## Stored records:
PR #437, opened 2017-10-05
proto: resuse buffers in proto

while-loop:
Completed some TODOs that wanted to reuse buffers. Included the sync.Pool struct to tackle task. I've only replaced buffers where they are used for encoding/decoding byte streams


while-loop:
I signed it!

dsnet:
Thanks for the PR. Unfortunately, the next iteration of protobuf performance in the `dev` branch actually side-steps usage of the `Buffer` type and is demonstrated to be faster.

## Directions for this task:
All the lines above are to be copied exactly, with none left out.

## Answer to the exercise:
PR #437, opened 2017-10-05
proto: resuse buffers in proto

while-loop:
Completed some TODOs that wanted to reuse buffers. Included the sync.Pool struct to tackle task. I've only replaced buffers where they are used for encoding/decoding byte streams


while-loop:
I signed it!

dsnet:
Thanks for the PR. Unfortunately, the next iteration of protobuf performance in the `dev` branch actually side-steps usage of the `Buffer` type and is demonstrated to be faster.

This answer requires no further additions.